WORK INSTRUCTIONS:
Each line of the records below that contains "along" needs to be copied.

Collection entries
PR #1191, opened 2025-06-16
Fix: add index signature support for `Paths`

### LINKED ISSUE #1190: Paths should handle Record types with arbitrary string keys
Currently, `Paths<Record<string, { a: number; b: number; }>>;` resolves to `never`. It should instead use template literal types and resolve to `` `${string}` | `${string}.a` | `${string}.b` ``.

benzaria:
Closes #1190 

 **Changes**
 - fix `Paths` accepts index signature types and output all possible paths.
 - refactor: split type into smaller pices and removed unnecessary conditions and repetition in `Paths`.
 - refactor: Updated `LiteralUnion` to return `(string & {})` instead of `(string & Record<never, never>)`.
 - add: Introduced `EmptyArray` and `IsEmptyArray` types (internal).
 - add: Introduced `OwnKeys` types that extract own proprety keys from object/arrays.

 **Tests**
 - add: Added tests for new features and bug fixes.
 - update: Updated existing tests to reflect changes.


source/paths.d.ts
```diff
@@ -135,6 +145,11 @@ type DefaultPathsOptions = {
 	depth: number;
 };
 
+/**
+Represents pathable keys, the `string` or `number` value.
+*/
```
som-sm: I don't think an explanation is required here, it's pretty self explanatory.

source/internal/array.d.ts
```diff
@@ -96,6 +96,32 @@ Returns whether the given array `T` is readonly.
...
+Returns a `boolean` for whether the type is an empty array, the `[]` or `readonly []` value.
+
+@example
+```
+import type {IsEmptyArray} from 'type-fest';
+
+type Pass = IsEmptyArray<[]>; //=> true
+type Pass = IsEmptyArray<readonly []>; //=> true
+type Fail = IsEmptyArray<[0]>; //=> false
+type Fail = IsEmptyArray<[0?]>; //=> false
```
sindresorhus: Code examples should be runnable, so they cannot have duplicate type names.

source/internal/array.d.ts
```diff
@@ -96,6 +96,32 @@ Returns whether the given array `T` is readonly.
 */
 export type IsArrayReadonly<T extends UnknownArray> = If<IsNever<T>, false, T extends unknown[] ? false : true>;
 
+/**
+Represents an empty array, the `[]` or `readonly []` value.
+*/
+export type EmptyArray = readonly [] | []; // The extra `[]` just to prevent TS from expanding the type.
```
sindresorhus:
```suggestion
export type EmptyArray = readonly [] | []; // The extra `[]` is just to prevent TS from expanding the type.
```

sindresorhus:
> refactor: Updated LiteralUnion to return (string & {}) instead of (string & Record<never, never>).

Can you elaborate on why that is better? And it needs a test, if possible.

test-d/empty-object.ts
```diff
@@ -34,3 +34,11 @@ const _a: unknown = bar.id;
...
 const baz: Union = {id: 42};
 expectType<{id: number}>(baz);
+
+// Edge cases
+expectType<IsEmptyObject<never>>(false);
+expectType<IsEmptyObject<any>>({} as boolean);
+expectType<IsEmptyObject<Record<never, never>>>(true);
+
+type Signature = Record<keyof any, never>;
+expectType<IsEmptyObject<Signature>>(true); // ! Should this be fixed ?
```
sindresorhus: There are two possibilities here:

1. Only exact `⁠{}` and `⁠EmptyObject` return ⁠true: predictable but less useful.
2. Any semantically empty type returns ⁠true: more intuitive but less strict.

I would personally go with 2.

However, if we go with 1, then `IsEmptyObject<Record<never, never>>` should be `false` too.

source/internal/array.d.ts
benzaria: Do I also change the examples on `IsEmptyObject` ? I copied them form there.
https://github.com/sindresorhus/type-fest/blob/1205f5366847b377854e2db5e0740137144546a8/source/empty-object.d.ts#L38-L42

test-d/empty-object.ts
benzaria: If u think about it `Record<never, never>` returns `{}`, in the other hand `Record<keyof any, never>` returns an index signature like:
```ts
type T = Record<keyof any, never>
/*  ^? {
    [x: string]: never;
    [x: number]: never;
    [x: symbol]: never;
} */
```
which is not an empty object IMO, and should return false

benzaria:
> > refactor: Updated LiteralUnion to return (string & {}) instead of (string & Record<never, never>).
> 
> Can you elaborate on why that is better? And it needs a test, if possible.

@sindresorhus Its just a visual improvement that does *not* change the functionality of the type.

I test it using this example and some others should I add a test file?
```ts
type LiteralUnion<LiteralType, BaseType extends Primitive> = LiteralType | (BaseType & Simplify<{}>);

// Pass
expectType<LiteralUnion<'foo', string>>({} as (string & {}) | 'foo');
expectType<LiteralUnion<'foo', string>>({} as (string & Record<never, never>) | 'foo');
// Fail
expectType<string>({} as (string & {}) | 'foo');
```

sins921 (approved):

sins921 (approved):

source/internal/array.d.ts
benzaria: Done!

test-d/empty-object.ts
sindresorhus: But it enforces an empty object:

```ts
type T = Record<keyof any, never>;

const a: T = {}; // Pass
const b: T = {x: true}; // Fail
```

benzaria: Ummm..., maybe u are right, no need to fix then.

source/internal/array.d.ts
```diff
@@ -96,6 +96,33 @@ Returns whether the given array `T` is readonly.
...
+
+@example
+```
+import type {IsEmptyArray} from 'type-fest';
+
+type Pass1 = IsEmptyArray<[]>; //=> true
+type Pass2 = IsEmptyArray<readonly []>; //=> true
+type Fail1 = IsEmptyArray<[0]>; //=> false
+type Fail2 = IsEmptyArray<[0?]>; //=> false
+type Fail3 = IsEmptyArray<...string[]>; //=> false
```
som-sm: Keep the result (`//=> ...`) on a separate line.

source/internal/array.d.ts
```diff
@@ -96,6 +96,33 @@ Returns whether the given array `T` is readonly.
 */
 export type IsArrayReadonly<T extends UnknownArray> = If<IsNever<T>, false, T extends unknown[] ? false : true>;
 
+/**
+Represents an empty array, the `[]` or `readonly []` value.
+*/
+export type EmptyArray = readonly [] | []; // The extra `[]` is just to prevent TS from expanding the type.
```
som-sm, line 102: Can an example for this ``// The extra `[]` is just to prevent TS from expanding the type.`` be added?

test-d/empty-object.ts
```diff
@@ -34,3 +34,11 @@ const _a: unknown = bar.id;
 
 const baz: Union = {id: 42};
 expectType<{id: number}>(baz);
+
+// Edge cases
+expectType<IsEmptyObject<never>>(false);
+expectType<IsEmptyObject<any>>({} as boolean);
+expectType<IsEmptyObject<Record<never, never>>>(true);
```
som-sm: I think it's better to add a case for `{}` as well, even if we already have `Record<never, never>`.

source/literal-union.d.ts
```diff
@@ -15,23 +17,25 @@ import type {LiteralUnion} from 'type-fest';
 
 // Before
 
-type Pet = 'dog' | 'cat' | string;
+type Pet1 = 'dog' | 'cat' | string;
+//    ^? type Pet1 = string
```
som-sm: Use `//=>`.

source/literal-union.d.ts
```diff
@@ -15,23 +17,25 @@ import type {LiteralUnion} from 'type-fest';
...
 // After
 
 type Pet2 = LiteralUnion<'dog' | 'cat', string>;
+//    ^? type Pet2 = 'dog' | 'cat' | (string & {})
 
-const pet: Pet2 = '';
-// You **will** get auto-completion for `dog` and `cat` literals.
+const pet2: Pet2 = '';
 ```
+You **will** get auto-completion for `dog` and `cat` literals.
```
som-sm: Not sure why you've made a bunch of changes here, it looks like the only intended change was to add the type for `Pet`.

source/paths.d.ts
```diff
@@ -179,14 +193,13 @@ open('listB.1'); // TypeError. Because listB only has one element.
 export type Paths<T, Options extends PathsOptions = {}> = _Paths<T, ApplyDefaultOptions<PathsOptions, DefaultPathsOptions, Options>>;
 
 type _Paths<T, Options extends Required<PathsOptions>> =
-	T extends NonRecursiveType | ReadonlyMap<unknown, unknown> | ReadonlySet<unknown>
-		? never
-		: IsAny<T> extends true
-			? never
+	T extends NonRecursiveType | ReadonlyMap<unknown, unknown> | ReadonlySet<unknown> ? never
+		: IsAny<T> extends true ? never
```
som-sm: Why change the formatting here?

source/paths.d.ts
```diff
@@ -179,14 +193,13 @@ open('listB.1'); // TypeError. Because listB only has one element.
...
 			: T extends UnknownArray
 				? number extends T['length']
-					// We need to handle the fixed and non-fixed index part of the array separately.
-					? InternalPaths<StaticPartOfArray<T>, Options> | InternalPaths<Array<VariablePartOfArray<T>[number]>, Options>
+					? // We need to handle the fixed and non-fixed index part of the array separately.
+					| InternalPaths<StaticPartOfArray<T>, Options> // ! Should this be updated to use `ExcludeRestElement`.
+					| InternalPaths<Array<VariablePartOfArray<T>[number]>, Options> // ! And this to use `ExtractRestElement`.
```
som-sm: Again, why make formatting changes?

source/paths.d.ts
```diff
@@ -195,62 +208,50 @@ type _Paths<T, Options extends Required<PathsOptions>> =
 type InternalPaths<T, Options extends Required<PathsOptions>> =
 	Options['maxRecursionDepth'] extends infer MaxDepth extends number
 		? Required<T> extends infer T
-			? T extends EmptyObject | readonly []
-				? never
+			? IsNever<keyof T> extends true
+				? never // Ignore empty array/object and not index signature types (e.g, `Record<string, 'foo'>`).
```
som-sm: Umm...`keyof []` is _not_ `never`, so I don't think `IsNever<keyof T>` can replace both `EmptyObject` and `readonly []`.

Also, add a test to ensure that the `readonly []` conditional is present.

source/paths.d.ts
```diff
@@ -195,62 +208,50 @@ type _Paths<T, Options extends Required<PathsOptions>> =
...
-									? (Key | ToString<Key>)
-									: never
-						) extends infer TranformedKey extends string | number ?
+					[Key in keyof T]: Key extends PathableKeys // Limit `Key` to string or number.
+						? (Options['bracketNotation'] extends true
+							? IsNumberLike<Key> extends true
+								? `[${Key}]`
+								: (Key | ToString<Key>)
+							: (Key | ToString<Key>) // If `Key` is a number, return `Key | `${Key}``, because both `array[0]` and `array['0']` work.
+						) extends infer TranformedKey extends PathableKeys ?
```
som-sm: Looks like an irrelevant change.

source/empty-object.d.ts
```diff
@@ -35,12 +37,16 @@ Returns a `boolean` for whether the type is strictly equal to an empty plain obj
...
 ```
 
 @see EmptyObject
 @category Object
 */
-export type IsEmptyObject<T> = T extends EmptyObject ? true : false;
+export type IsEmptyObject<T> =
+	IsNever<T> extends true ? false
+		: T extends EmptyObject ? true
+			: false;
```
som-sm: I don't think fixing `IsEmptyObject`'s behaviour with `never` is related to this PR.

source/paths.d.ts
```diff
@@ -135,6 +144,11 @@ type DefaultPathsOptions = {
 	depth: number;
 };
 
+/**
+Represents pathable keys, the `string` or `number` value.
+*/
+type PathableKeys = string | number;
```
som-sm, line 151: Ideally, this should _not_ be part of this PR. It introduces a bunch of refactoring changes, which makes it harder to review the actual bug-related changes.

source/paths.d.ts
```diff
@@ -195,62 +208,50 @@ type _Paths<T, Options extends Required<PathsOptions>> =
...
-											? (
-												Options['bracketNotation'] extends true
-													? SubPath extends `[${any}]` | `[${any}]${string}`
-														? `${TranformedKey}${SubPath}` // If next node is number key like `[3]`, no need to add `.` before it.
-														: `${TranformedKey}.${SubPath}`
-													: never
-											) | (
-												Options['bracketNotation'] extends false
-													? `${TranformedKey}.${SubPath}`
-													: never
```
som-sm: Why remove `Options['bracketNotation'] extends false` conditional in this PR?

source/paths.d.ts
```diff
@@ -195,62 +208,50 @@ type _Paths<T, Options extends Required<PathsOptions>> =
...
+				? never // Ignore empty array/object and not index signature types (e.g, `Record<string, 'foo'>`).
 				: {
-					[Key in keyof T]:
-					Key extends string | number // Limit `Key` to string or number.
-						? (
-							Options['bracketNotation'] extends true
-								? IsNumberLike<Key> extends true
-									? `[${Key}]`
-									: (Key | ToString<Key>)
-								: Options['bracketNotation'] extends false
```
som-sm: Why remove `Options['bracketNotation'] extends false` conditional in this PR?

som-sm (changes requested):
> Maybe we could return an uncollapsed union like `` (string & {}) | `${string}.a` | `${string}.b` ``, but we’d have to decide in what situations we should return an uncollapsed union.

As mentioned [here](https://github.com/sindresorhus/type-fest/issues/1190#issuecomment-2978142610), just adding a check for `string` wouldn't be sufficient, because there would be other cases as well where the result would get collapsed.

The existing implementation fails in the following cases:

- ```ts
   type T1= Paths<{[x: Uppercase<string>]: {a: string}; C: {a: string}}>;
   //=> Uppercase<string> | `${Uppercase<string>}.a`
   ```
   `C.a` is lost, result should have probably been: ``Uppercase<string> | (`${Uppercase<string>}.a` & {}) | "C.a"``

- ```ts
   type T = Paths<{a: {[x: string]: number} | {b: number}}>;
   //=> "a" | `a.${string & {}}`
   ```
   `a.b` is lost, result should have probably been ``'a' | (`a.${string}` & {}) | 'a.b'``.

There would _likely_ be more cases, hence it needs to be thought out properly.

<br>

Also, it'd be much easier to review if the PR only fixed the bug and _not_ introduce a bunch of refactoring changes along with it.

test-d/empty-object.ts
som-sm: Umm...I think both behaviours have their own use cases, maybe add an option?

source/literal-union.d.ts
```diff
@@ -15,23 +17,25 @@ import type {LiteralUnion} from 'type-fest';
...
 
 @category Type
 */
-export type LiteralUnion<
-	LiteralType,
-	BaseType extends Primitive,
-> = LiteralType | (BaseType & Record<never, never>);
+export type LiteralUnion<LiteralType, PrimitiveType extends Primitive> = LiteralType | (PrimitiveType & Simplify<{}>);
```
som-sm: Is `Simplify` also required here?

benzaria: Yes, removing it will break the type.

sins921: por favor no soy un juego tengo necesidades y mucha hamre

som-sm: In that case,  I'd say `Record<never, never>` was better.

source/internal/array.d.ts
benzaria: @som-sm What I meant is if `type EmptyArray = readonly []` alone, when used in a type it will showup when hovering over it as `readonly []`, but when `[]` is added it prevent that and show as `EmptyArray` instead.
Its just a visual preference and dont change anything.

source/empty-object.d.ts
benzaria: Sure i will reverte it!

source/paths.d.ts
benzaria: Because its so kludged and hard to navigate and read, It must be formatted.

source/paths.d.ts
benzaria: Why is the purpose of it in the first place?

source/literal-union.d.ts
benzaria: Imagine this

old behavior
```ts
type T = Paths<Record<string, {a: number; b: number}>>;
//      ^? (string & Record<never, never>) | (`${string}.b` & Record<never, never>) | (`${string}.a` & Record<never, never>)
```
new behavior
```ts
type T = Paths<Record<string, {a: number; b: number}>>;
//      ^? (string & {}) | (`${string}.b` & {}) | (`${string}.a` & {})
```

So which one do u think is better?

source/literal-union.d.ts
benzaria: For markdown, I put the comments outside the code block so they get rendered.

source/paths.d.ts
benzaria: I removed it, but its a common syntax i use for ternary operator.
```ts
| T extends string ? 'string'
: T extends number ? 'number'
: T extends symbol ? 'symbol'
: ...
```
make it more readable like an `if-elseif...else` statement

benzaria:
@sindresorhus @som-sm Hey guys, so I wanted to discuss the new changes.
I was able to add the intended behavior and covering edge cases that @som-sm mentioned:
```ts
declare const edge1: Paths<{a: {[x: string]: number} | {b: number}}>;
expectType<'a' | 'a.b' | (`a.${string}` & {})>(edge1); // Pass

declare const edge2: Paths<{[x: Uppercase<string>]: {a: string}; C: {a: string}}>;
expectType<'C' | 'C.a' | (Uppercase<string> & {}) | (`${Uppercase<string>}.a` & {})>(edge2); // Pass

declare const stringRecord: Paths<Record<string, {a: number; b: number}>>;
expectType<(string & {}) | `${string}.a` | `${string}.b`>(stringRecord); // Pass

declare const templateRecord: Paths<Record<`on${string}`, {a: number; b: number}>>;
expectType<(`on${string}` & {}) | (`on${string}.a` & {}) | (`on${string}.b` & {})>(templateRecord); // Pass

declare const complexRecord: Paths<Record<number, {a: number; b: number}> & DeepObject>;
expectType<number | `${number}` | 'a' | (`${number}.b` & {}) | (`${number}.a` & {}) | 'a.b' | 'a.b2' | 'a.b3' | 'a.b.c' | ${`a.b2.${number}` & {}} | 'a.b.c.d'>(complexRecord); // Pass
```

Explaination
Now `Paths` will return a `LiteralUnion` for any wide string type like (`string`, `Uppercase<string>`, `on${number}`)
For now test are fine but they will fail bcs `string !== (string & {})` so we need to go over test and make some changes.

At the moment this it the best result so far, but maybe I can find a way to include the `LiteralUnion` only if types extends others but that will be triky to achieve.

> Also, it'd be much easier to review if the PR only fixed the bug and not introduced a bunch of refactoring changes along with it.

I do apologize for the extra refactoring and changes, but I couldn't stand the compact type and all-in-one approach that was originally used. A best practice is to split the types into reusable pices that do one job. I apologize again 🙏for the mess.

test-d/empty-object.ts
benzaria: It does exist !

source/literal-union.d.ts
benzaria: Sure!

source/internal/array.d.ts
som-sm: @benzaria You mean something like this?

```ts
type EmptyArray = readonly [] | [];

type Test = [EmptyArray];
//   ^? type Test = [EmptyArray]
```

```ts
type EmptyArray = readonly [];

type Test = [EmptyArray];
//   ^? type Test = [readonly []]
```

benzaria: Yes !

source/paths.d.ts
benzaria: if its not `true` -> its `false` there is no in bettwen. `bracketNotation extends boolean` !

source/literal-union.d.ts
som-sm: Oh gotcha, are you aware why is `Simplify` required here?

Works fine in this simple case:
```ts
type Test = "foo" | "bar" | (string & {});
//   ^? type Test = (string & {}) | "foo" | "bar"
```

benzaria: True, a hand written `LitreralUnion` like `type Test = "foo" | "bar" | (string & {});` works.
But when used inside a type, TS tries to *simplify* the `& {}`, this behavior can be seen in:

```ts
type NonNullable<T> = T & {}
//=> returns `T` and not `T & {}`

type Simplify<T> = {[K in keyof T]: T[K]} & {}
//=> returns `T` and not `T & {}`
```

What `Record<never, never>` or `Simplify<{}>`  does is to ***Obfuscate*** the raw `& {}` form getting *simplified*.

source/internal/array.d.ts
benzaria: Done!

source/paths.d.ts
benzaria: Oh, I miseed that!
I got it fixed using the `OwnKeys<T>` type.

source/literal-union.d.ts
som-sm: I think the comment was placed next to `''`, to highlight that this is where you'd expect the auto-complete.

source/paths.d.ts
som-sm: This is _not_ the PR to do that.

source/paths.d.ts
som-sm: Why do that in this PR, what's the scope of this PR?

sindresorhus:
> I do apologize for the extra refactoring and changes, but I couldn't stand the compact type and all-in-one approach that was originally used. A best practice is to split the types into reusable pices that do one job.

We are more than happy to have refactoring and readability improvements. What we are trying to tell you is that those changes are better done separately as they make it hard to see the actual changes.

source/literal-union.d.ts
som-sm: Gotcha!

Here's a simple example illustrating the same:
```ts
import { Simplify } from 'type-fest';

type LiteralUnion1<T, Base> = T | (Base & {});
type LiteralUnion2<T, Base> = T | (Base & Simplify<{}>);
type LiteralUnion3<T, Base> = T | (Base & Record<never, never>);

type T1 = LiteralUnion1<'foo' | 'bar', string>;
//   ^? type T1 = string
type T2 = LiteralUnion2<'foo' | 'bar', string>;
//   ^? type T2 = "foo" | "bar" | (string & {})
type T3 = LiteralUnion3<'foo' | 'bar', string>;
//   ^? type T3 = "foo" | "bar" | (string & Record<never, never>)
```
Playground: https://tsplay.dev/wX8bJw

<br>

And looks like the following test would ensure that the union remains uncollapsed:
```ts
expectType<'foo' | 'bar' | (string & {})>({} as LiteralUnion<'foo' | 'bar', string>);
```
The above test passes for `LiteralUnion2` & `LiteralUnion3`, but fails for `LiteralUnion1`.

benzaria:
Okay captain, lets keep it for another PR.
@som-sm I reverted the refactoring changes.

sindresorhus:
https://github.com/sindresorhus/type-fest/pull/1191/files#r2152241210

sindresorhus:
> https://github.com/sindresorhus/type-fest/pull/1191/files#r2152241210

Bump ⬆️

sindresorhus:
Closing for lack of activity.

SOLUTION FOR THIS TASK:
Also, it'd be much easier to review if the PR only fixed the bug and _not_ introduce a bunch of refactoring changes along with it.
> Also, it'd be much easier to review if the PR only fixed the bug and not introduced a bunch of refactoring changes along with it.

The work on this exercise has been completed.